SOURCE RECORDS —

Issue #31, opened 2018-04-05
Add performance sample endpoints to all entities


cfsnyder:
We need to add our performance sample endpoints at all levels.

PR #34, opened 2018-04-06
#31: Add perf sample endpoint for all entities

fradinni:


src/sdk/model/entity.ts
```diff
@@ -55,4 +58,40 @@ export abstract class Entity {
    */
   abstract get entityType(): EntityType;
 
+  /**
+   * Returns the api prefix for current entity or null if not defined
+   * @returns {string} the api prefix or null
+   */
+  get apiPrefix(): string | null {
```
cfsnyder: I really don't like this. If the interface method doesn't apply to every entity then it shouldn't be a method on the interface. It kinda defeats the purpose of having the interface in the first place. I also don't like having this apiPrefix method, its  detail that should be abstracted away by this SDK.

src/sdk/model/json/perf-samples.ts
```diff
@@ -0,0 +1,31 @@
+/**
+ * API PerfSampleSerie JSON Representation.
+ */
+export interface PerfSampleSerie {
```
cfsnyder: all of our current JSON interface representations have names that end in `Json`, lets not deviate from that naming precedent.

---

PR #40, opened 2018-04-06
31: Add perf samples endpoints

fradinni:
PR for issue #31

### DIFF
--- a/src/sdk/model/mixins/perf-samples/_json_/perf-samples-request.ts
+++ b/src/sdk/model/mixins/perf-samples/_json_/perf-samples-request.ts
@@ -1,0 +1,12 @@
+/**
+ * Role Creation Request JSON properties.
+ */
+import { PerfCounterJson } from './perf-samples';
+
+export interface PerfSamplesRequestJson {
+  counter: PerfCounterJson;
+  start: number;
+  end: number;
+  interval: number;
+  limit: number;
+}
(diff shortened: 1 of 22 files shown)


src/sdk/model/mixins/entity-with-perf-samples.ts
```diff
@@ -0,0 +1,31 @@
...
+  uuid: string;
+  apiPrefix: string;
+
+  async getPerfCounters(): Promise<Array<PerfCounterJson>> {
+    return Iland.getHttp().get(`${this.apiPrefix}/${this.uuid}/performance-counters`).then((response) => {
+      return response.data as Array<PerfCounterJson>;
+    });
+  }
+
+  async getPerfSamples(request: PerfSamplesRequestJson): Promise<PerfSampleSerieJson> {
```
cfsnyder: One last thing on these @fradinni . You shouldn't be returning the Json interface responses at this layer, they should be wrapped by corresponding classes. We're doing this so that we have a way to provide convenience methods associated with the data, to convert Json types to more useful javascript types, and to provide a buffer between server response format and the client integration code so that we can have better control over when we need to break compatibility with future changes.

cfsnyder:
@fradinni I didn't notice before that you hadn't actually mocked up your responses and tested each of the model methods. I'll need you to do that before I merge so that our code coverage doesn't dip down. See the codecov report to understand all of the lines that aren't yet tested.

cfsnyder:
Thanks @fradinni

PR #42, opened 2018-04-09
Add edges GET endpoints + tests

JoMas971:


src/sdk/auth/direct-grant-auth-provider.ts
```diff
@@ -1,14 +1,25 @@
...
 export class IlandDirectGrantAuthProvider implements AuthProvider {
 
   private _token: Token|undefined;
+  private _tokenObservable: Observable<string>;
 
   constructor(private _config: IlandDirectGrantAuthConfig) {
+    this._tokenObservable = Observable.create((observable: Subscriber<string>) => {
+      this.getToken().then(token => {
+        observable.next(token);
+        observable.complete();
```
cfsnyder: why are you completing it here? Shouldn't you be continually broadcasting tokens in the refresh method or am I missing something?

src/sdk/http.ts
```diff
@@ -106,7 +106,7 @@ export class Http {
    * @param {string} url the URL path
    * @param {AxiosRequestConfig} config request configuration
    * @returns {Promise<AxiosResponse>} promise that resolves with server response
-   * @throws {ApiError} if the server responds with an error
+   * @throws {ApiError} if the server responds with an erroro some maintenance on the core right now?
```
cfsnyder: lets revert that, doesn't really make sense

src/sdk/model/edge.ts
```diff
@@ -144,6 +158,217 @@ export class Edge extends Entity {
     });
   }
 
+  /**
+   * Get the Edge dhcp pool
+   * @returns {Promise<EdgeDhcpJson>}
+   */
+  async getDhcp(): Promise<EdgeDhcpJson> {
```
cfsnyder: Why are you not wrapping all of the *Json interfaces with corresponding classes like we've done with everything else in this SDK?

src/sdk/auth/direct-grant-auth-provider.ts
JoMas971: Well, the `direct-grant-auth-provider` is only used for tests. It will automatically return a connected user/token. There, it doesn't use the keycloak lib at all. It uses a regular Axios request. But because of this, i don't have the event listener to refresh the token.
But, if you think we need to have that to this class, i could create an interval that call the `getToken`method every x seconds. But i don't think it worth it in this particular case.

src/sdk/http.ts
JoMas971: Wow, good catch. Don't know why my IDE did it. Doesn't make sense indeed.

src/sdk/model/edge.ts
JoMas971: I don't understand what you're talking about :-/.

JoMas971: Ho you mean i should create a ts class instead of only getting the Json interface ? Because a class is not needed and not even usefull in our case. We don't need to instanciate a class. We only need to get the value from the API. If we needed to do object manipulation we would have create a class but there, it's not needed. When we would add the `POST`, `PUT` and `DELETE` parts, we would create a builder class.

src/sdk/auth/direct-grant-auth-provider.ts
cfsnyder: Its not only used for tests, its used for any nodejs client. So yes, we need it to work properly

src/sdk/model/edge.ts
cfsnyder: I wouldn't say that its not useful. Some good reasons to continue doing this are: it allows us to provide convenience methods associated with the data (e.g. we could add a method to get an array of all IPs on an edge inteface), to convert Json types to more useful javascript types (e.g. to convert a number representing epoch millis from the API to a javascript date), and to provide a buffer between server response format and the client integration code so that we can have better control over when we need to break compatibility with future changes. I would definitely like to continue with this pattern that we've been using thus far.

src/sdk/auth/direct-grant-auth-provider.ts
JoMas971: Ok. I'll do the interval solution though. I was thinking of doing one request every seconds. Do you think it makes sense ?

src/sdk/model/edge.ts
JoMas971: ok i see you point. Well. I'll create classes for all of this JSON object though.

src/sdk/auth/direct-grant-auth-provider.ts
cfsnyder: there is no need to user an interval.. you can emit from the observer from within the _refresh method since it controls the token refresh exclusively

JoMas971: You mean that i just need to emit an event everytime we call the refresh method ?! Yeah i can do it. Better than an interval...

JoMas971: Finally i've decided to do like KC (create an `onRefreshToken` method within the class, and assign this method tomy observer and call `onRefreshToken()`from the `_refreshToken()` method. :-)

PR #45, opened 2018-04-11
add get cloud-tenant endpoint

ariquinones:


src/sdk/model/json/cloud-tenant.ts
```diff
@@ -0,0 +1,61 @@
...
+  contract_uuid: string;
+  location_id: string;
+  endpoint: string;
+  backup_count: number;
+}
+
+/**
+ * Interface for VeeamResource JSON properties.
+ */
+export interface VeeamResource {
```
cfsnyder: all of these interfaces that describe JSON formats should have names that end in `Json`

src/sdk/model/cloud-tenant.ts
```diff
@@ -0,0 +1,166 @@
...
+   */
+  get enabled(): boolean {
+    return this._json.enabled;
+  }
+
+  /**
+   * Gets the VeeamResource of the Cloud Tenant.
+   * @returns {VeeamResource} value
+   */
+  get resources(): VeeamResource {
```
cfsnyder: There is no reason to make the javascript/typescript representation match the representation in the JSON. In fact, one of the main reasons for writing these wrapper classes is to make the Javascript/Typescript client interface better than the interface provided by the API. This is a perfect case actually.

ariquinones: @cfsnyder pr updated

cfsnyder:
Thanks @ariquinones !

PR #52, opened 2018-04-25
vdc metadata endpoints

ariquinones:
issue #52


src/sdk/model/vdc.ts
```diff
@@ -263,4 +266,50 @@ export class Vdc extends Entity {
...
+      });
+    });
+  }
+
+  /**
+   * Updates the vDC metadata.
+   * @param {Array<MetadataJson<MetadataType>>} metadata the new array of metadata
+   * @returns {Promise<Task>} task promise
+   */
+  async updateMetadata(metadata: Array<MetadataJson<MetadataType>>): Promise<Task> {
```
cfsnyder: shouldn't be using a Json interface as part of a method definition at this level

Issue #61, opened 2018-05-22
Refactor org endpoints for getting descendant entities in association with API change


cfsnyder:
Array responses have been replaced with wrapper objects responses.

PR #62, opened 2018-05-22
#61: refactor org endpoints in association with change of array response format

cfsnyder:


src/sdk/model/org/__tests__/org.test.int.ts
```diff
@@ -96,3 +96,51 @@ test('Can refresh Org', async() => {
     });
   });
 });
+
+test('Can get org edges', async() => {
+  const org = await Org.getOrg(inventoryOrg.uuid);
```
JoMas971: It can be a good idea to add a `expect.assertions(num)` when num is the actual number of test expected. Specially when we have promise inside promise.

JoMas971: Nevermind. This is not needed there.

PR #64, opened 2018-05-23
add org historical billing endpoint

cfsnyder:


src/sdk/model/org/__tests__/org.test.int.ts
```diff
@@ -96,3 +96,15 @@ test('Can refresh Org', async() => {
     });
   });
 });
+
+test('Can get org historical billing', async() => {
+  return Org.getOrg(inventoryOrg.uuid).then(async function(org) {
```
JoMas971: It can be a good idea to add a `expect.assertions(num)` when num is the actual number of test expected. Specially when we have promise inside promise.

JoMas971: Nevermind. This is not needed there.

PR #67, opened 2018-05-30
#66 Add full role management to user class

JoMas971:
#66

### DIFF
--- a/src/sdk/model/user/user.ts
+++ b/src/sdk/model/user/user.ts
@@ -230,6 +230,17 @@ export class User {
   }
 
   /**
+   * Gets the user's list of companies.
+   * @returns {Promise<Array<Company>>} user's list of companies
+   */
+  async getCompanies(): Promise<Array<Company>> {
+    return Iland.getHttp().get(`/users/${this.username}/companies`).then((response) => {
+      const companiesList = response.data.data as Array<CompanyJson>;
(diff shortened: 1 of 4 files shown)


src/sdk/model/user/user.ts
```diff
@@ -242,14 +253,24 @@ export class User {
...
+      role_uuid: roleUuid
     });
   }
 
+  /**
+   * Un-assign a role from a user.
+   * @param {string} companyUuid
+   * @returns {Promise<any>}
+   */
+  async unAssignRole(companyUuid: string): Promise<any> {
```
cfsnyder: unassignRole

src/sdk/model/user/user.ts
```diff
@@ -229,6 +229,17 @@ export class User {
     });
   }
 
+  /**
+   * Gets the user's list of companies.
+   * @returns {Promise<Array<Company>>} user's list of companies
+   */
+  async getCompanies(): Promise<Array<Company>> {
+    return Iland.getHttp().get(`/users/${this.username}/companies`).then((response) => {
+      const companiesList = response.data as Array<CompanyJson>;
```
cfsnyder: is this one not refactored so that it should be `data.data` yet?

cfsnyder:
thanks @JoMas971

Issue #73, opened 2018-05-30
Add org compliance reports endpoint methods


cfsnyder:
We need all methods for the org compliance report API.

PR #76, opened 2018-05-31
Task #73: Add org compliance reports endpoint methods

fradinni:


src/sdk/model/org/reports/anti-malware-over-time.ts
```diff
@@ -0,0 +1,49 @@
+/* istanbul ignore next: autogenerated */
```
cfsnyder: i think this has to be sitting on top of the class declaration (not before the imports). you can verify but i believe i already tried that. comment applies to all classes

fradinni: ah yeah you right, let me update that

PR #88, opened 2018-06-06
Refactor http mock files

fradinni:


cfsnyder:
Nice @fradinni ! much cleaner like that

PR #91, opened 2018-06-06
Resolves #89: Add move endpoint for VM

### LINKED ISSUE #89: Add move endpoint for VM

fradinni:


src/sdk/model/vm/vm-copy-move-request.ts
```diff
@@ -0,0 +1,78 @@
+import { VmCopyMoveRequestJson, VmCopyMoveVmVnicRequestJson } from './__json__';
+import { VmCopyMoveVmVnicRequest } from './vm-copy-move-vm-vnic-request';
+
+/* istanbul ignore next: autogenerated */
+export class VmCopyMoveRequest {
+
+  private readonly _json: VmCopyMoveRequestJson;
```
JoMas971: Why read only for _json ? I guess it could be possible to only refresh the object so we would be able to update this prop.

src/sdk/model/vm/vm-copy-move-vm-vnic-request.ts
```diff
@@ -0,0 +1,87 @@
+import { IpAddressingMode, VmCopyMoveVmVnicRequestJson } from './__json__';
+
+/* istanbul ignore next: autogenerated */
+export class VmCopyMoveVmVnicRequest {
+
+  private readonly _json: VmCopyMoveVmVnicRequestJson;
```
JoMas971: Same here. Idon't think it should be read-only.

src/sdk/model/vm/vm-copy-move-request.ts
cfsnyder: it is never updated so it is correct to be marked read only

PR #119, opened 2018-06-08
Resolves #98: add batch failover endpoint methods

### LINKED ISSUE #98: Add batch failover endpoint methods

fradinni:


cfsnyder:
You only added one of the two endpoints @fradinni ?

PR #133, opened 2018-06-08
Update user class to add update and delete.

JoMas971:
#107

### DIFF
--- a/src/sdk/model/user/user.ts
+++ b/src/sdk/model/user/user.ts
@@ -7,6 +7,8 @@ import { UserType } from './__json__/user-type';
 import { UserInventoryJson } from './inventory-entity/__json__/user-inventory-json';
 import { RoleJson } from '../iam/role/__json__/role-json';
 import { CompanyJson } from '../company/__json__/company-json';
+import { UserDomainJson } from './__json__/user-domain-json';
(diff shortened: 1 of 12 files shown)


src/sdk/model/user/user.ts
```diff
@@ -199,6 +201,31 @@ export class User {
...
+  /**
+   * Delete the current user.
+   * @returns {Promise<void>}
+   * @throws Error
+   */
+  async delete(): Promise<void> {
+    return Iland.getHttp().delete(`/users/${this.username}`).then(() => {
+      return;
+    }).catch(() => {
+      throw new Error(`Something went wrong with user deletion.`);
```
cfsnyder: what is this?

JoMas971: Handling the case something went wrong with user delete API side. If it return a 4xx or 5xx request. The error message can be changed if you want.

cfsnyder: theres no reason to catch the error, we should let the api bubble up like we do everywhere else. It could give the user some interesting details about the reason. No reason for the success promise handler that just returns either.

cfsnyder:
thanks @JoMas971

---

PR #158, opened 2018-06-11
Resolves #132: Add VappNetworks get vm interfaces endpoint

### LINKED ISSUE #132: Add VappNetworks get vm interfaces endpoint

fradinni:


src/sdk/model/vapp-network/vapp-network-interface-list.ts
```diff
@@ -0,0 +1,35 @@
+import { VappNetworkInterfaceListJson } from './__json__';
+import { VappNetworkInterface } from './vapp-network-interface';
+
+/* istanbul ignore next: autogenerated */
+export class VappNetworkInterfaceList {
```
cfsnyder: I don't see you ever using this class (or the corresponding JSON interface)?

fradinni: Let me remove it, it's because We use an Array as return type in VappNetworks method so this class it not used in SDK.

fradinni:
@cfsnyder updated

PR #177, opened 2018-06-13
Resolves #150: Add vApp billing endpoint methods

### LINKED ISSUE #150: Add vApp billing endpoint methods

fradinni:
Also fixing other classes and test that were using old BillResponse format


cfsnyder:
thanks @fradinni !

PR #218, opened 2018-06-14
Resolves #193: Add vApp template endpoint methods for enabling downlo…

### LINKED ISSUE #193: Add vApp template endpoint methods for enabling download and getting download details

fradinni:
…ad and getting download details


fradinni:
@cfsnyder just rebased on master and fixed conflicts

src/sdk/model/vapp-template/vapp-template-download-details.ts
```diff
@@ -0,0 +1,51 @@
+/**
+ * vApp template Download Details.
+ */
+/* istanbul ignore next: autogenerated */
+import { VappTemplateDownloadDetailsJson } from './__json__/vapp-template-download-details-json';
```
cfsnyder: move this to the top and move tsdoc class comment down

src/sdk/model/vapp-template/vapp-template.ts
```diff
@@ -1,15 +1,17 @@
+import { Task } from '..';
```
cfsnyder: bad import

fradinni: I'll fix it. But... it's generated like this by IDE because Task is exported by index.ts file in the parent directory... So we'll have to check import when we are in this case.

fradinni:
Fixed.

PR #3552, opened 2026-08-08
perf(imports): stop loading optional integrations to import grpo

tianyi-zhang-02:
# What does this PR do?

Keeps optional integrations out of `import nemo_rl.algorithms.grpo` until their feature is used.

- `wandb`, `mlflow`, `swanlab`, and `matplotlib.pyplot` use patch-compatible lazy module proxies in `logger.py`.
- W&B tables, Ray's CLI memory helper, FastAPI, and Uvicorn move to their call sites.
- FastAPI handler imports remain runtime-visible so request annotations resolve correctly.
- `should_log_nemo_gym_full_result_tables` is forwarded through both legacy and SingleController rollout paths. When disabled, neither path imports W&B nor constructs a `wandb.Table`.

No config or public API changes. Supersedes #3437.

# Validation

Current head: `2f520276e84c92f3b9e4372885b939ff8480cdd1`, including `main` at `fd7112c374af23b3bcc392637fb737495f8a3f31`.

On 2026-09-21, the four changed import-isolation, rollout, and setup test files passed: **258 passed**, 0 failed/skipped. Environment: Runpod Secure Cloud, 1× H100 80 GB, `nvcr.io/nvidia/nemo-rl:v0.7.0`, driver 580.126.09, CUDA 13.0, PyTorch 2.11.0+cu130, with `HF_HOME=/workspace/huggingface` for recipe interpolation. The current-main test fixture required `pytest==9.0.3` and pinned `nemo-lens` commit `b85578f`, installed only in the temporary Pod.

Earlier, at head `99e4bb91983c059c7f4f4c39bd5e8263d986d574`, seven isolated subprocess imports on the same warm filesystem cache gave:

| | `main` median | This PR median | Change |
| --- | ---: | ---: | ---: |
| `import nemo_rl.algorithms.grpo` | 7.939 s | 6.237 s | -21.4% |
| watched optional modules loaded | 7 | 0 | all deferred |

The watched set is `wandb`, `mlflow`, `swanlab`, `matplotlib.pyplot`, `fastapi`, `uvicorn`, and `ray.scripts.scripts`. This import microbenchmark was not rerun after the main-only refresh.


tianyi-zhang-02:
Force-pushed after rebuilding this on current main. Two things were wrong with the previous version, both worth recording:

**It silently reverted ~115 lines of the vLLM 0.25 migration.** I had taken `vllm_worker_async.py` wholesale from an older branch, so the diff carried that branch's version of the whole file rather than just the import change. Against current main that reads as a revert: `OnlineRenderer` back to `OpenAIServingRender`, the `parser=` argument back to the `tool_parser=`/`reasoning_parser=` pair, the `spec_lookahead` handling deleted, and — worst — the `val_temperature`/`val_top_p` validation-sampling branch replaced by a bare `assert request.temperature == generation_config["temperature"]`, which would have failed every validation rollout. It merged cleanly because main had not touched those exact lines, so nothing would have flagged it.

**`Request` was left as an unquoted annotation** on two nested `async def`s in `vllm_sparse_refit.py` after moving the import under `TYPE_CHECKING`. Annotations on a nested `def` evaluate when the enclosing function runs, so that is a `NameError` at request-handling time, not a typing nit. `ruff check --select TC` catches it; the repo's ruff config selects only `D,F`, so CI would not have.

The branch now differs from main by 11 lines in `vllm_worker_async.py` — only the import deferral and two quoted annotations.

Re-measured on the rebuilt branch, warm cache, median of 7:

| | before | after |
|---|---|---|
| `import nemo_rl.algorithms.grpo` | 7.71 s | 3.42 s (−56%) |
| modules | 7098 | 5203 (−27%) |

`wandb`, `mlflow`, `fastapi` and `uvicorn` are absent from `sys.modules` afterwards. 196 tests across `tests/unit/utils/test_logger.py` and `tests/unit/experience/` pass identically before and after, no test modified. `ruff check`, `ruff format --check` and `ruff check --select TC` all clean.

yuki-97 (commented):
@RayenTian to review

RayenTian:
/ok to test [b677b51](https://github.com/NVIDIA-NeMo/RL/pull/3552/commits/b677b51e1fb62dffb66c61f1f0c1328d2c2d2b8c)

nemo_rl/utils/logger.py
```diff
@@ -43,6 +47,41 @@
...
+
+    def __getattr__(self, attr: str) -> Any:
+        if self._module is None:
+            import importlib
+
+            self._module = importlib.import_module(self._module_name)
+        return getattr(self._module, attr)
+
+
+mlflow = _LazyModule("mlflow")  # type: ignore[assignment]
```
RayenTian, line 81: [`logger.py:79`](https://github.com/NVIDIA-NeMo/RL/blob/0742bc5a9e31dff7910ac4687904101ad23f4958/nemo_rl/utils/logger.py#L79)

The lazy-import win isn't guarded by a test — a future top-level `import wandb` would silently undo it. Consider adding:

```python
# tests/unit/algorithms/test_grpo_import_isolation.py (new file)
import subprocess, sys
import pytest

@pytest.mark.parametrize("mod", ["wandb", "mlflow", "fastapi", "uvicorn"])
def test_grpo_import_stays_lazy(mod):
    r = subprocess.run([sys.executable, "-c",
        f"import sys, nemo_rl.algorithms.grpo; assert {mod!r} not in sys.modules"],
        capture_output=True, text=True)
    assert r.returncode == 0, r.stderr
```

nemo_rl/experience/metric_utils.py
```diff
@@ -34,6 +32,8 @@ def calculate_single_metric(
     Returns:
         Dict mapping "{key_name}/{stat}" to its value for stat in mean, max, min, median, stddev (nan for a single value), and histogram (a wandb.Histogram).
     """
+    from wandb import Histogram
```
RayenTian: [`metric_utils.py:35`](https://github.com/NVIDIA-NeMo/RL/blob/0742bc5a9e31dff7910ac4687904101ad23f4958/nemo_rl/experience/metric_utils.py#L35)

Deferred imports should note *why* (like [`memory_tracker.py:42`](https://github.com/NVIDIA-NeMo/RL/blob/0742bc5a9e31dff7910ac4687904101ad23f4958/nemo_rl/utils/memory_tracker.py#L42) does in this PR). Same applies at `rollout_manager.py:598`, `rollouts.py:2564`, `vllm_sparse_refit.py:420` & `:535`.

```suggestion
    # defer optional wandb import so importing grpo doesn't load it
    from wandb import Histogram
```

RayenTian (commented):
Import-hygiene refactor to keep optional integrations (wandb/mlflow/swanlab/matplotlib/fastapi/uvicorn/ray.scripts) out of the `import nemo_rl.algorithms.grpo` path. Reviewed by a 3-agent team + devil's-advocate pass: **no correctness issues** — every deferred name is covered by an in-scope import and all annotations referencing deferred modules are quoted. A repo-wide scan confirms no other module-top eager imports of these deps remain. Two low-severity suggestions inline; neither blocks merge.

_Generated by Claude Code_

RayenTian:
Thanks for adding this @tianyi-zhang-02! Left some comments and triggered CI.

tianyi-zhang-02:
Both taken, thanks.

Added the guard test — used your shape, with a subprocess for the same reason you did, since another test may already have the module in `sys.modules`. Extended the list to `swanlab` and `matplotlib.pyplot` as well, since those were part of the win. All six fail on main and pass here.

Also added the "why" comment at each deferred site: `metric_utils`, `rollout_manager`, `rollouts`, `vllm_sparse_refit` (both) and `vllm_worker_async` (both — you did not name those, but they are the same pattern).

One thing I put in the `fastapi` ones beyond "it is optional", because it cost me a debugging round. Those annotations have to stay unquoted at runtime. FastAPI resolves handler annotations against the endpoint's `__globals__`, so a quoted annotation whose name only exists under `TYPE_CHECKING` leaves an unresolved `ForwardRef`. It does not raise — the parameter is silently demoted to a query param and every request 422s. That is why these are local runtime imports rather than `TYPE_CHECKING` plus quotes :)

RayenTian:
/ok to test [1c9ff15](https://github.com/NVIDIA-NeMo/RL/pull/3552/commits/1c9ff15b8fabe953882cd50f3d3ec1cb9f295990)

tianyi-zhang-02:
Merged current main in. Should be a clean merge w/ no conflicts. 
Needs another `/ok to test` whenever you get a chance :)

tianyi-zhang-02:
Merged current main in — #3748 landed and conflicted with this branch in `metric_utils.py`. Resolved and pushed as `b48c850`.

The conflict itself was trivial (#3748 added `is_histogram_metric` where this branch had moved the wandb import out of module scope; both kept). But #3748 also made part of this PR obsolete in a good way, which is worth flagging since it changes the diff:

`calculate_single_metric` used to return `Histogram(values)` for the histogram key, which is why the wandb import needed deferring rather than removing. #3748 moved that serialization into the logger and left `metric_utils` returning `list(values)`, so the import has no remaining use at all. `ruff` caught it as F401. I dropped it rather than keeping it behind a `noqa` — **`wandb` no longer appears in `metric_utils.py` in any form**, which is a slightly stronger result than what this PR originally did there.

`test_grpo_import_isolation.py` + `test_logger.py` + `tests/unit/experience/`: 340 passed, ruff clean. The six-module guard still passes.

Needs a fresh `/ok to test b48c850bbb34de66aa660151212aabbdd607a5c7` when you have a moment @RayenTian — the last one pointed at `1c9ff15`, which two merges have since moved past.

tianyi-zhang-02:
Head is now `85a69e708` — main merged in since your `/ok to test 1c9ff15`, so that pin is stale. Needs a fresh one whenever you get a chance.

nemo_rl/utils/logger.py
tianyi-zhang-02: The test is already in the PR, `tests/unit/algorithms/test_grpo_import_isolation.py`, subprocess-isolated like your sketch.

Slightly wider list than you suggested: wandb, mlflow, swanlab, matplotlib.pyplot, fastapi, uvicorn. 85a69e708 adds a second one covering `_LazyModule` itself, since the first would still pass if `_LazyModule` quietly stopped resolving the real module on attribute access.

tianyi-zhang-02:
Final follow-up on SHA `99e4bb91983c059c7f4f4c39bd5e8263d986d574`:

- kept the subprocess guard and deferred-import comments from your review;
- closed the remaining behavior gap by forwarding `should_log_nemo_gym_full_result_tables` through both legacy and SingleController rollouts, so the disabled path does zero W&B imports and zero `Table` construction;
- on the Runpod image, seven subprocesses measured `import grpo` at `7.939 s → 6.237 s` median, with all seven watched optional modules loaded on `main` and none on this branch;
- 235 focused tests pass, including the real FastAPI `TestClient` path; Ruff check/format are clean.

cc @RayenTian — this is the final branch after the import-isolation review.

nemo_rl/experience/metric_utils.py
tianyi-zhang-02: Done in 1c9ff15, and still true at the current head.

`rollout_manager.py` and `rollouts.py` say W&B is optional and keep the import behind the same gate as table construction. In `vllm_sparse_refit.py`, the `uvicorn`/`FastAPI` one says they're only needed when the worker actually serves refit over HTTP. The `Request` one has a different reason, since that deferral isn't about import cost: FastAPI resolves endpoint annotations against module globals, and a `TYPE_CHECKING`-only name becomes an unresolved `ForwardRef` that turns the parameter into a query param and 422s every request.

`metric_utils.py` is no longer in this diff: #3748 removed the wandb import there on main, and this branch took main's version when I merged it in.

TASK — Copy every line from the records above that contains the word "updated".

SOLUTION —
ariquinones: @cfsnyder pr updated
cfsnyder: it is never updated so it is correct to be marked read only
@cfsnyder updated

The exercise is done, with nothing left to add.